Abstract
Building Blocks: State, Citizenship, and the Transformation of Child Health in the Late Ottoman and Early Republican Turkey
This paper examines the development of children’s healthcare in the late Ottoman and early Turkish Republican history (1850s through 1940s) at the intersection of citizenship and nation-building by paying particular attention to the increasing efforts to redefine relationships between children’s and women’s health and state by governing their bodies.

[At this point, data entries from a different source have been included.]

PR #5559, opened 2019-08-09
Update the holographic remoting workaround is only limited to editor scenarios.

wiwei:
Running this code in the context of the deployed device will trigger an error (in the console) about failing to load a perception remoting binary. It turns out that calling https://docs.unity3d.com/ScriptReference/XR.WSA.HolographicRemoting.ConnectionState.html (which we do) will trigger this load attempt. Wrapping this in a UNITY_EDITOR ifdef to prevent us from trying to do this on device (where this workaround isn't necessary)


thalbern:
I like the branch name 😄

gilbdev:
sadly didn't get its way to v2.0.0

Issue #5557, opened 2019-08-08
Hand input broken in stabilization branch


sostel:
## Describe the bug
Hand tracking is not working. Hand rays are not shown. I can't poke or grab holograms. I can't use air-tap.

Based on archival documents, as well as medical treatises, and pamphlets from the period, this research underscores the role of the trans-imperial intermediaries in the medical knowledge creation and transfer. It sheds light on the late Ottoman and early Turkish Republican physicians’ efforts to eliminate inequalities in the healthcare system by expanding accessibility and specialization. The pioneering physicians such as Besim Ömer Pasha (known as Besim Ömer Akalın in the Republican period) underlined the need for the “democratization of medicine” and initiated the developments that led to specialization in children’s healthcare, which later evolved into modern pediatrics. Tracing the early phases of the development of comprehensive pediatric care, this paper focuses on various aspects of the modernization processes in medicine in the period between the 1850s to 1940s. It also addresses healthcare professionals’ entanglements with biopolitics via population control and designing desired citizens from infancy onward by way of engineering and/or correcting children’s behavior.
Many traditional medical practices that are related to childbirth, children’s health, and child behavior underwent substantial changes in this transitional period. This paper also contextualizes the genesis of Ottoman/Turkish pediatrics with an eye on the developments in European and American medical models during the same period.